**Task prompt:** Transcribe exactly the lines from the one holding "[FIX] Derive the" to the end of the data below, including both of those lines and no others.

BEGIN

PR #518, opened 2026-09-03
[FIX] Derive the S3 document key suffix from the document so a retry overwrites

noel-improv:
## Description

**Stacked on #517.** That PR is the first commit here and is not part of this review. Until it merges, the diff below shows both; the change under review is `feat(lexical-graph): derive the S3 document key suffix from the document`.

END

**Solution to the exercise:**
[FIX] Derive the S3 document key suffix from the document so a retry overwrites

noel-improv:
## Description

**Stacked on #517.** That PR is the first commit here and is not part of this review. Until it merges, the diff below shows both; the change under review is `feat(lexical-graph): derive the S3 document key suffix from the document`.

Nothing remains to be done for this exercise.